A bombing claimed by Pakistani separatists killed 26 people including 14 soldiers at a railway station in the southwestern Balochistan province, a hospital spokesman said on Saturday.
The blast hit as passengers waited on a platform at the main railway station in the provincial capital Quetta.
Prime Minister Shehbaz Sharif said the attackers "will pay a heavy price", according to a statement from his office.
"Fourteen members of the army and 12 civilians were killed," said Wasim Baig, spokesman for Quetta's Sandeman Provincial Hospital, raising an earlier toll of 25 provided by police.
"Forty-six members of the security forces and 14 civilians were wounded," the spokesman added.
A journalist saw pools of blood and ripped backpacks at the scene, where a large metal sheet protecting passengers from the elements had been blown off.
Mohammed Oumer, one of the casualties, said he went to the station to get a train home to his village.
"But just as we arrived, there was the explosion and I found myself wounded and in hospital," he said.
Despite frequent attacks in Balochistan the toll of Saturday's blast was particularly high for the southwestern province, which borders Afghanistan and Iran.
The train station explosion hit at around 8:45 am (0345 GMT) and was claimed by the Baloch Liberation Army (BLA), one of the area's main separatist groups.

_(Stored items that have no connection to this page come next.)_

PR #50, opened 2017-02-21
fixes #49

### LINKED ISSUE #49: HTTP server stops responding when sending large response
Sometimes when sending a large response the HTTP server stops responding. I believe the culprit is this line https://github.com/oktal/pistache/blob/master/src/common/transport.cc#L218 which should read "totalWritten == buffer.size()"

alanbirtles:
fix Buffer::Detach copying incorrect data range
fix Transport::asyncWriteImpl expecting the incorrect number of bytes to
be written when a write is split over multiple sends

### DIFF
--- a/include/stream.h
+++ b/include/stream.h
@@ -143,7 +143,7 @@ struct Buffer {
         char *newData = new char[len - fromIndex];
         std::copy(data + fromIndex, data + len, newData);
 
-        return Buffer(newData, len, true);
+        return Buffer(newData, len - fromIndex, true);
     }
 
     const char* const data;
--- a/include/stream.h
+++ b/include/stream.h
@@ -141,7 +141,7 @@ struct Buffer {
             throw std::invalid_argument("Invalid index (> len)");
 
         char *newData = new char[len - fromIndex];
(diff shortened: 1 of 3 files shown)


alanbirtles:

The attack "was carried out on a Pakistani army unit at Quetta railway station... after completing a course at the Infantry School," the BLA said in a statement.
The Associated Press of Pakistan, the official news agency, cited railway officials as saying the blast happened near the ticket booth when two trains were scheduled to depart.
At Quetta station, police said they were working to determine the cause of the blast.
"When we reached here, initially it appeared that some explosive had perhaps been hidden or left in the luggage. But now we think it may be a suicide bomber," Muhammad Baloch, a senior local police official, told journalists.
Firefighters, rescuers and passengers were working through abandoned luggage on the platform, guarded by heavily armed members of the security forces.
At the hospital, Mohammed Irfan had to identify two of his relatives killed in the bombing.
"As we woke up we found out there was an explosion," he said.
"Then we discovered that my uncle and another relative had gone to have tea at the station."